▸ Dataset entries:

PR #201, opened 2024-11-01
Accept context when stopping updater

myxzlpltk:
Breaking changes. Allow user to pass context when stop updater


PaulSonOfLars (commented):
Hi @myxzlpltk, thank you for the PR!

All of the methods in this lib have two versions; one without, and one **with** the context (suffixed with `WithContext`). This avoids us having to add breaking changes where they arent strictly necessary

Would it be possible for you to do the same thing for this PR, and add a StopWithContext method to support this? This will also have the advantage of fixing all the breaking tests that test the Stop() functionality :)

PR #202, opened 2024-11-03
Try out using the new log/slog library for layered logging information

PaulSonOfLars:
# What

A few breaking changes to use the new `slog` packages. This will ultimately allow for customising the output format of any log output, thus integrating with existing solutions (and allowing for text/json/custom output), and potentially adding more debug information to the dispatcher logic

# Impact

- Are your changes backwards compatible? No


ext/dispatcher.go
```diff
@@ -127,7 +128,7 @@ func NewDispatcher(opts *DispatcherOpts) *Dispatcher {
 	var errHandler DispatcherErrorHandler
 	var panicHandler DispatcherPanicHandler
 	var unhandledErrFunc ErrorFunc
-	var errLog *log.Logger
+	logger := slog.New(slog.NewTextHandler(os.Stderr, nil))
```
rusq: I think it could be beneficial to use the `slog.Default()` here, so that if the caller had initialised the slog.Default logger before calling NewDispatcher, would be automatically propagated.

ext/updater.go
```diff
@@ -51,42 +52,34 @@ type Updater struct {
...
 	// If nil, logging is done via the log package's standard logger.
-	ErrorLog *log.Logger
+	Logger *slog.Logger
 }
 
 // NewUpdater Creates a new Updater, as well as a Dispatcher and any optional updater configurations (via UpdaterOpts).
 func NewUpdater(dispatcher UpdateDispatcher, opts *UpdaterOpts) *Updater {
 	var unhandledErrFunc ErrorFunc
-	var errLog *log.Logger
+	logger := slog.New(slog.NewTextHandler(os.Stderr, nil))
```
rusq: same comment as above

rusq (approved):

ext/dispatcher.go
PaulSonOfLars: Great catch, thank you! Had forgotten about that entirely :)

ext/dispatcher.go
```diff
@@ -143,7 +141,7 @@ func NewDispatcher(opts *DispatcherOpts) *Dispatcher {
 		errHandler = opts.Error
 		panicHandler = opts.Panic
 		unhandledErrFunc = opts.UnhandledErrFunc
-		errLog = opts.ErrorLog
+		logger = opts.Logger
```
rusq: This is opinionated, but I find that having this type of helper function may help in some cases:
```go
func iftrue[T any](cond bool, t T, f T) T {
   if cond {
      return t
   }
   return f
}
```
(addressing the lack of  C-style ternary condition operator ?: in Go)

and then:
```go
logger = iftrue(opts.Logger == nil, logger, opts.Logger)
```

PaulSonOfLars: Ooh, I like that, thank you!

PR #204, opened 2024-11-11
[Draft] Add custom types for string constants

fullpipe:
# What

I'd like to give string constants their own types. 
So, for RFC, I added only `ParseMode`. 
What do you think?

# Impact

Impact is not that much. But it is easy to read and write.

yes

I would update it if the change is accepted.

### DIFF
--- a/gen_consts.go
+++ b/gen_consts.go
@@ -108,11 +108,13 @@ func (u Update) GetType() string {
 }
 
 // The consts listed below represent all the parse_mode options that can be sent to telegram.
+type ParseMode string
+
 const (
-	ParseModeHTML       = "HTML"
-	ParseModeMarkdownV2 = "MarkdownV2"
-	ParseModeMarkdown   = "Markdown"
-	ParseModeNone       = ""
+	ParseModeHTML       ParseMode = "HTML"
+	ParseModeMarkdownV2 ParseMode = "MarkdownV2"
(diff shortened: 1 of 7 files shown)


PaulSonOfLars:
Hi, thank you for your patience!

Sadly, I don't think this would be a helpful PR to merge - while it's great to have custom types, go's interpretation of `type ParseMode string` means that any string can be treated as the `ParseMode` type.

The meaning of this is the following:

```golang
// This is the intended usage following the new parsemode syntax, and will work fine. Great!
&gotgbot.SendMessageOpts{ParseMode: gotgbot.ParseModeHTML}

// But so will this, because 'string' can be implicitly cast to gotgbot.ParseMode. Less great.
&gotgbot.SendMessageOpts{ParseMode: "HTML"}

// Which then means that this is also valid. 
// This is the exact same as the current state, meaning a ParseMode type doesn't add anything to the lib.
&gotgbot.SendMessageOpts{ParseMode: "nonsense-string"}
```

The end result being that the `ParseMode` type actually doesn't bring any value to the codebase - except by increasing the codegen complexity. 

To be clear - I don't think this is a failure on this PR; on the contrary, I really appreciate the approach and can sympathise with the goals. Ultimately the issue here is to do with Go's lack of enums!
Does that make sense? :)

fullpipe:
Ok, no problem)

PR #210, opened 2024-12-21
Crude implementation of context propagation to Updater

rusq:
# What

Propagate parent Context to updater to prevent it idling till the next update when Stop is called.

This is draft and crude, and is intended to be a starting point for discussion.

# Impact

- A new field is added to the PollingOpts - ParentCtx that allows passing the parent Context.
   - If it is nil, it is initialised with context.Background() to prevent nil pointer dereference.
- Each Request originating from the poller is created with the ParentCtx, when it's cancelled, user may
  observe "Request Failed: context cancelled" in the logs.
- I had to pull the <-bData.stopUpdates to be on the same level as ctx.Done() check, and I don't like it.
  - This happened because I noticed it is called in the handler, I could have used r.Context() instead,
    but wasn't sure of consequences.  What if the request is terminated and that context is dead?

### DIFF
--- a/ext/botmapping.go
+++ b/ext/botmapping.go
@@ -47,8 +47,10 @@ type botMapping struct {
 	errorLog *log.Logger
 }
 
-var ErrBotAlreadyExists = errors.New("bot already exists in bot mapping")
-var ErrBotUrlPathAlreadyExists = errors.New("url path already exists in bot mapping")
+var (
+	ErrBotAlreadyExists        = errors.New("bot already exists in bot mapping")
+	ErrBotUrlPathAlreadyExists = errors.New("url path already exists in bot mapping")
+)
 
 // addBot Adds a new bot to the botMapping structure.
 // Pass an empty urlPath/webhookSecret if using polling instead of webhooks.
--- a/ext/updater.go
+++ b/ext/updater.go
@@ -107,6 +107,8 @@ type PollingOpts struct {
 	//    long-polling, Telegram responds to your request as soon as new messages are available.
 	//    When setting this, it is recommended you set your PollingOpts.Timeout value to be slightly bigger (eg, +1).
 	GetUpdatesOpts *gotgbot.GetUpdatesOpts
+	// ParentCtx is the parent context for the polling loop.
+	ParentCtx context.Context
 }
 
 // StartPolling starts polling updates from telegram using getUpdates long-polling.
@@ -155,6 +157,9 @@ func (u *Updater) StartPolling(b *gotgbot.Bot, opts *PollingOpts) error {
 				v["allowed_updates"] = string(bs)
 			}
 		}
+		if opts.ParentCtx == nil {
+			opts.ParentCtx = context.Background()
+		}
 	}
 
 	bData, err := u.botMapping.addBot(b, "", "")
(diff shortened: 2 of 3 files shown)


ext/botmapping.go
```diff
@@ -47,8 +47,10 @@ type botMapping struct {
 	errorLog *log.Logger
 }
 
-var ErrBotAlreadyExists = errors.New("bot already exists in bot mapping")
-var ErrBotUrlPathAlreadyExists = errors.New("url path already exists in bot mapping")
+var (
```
==
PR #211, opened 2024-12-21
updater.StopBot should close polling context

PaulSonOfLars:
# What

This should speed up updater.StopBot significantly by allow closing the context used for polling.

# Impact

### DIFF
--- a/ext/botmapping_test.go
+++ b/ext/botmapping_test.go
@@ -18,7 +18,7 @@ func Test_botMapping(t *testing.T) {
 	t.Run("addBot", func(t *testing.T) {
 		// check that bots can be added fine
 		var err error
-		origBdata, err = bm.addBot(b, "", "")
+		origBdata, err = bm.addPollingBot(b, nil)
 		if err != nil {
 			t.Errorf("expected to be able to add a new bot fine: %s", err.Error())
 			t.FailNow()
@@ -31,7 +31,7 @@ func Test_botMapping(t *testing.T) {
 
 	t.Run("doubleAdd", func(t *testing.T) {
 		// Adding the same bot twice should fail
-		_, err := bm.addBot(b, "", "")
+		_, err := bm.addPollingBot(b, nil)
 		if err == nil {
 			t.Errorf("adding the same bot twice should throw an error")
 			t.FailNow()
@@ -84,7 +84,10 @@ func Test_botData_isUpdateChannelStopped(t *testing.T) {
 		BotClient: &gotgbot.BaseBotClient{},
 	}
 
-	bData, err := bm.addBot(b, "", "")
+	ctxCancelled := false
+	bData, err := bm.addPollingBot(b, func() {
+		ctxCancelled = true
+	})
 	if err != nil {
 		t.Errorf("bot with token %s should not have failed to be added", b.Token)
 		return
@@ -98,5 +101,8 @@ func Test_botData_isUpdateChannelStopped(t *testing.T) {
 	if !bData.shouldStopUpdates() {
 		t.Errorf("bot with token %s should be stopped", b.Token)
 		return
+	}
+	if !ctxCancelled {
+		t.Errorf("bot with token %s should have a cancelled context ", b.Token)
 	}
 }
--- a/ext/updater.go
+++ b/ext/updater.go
--
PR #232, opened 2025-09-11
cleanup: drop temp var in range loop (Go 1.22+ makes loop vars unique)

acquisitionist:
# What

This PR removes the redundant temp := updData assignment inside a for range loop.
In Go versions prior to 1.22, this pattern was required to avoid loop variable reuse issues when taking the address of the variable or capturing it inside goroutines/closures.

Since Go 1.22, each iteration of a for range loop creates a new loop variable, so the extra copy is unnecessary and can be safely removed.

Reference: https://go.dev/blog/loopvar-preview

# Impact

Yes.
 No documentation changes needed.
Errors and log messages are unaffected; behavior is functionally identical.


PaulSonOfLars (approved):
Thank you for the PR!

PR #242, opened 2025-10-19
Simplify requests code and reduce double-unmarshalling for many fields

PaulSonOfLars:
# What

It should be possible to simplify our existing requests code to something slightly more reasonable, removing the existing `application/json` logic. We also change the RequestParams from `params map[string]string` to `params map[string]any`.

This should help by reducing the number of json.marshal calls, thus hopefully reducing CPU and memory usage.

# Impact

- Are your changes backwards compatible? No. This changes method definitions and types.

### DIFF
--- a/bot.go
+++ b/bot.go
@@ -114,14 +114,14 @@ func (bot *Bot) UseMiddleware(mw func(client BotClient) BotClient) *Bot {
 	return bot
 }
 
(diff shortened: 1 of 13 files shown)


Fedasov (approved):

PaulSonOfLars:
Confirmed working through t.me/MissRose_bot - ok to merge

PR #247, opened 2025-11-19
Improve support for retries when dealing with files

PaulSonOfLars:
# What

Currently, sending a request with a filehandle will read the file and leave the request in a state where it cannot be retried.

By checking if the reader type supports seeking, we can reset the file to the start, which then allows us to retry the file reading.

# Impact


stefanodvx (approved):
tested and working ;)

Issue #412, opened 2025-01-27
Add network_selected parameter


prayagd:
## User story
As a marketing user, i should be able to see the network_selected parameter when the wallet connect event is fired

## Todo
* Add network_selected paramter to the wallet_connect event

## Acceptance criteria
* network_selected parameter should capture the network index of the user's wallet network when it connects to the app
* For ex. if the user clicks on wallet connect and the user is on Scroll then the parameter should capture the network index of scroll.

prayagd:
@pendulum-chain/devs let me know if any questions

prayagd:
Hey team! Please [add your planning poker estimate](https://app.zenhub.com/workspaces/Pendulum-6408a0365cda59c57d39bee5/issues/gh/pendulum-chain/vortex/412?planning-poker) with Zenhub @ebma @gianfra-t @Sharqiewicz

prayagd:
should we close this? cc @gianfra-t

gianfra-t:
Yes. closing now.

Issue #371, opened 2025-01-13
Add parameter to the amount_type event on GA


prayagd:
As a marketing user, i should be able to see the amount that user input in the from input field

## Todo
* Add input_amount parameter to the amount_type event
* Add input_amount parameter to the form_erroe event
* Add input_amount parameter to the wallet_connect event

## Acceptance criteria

▸ WHAT YOU SHOULD DO:
Report only how many lines above include "capture".

▸ COMPLETED EXERCISE:
2